### [THE PROBLEM]
In the records below, some lines contain the word "where". Copy each of them.

════════════════

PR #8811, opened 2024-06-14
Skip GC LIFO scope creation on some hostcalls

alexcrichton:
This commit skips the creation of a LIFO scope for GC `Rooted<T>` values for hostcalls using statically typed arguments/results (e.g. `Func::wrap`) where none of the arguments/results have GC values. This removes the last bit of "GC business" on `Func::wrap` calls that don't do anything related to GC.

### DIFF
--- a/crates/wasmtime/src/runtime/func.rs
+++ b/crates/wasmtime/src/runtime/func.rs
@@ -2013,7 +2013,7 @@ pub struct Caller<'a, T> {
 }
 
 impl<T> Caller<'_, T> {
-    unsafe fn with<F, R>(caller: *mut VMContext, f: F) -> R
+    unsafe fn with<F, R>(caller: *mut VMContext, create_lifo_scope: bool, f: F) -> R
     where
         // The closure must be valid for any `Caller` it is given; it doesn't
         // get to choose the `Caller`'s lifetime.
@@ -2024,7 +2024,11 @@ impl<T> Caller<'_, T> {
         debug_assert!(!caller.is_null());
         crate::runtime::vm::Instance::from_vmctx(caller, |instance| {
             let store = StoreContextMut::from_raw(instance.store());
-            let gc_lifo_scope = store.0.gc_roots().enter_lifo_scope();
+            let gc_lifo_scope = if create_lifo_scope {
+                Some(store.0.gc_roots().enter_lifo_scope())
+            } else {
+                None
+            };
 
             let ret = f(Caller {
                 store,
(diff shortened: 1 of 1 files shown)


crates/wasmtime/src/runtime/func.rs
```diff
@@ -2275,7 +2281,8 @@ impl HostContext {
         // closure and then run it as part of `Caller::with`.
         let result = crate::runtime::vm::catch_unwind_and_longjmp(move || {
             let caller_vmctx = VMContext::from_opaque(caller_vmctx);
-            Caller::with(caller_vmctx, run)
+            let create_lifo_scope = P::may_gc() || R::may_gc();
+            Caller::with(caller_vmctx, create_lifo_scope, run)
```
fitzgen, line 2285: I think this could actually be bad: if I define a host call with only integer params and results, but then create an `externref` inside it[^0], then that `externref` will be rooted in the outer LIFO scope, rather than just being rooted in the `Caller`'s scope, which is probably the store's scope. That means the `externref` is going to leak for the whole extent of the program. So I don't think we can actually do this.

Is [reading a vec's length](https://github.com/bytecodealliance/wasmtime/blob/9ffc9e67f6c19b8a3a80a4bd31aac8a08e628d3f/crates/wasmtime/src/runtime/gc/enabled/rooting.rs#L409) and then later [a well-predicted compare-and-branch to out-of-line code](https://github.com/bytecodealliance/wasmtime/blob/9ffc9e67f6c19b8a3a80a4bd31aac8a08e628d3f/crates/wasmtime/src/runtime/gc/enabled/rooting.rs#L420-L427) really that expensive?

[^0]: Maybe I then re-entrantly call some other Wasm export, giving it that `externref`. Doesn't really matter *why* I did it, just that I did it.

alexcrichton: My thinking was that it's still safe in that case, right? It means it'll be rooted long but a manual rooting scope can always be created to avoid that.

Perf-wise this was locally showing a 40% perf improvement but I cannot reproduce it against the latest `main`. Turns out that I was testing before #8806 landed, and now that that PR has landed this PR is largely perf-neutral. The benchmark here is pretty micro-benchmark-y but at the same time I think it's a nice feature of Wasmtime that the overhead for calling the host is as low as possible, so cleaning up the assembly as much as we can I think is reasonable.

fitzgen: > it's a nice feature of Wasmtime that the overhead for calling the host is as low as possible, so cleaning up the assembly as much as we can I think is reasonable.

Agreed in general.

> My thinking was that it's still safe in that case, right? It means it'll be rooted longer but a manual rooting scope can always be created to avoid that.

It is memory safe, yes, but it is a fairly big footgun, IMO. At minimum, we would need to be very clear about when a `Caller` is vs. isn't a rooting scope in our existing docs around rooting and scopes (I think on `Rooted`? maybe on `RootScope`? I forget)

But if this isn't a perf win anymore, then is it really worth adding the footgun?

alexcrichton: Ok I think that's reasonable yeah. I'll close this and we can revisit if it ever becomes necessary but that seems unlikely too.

════════════════

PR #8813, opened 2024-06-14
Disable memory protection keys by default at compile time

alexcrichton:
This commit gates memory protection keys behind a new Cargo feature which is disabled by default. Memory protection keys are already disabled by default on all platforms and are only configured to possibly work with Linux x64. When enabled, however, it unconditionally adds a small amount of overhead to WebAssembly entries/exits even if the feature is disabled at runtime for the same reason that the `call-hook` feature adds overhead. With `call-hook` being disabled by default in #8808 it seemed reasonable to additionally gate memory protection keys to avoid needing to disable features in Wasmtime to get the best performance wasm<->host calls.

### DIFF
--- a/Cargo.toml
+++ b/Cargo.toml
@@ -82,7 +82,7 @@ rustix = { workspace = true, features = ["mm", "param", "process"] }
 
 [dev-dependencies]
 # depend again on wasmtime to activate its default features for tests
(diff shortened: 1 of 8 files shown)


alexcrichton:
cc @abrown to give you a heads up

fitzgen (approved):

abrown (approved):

════════════════

### [WRITTEN REPLY]
This commit skips the creation of a LIFO scope for GC `Rooted<T>` values for hostcalls using statically typed arguments/results (e.g. `Func::wrap`) where none of the arguments/results have GC values. This removes the last bit of "GC business" on `Func::wrap` calls that don't do anything related to GC.
     where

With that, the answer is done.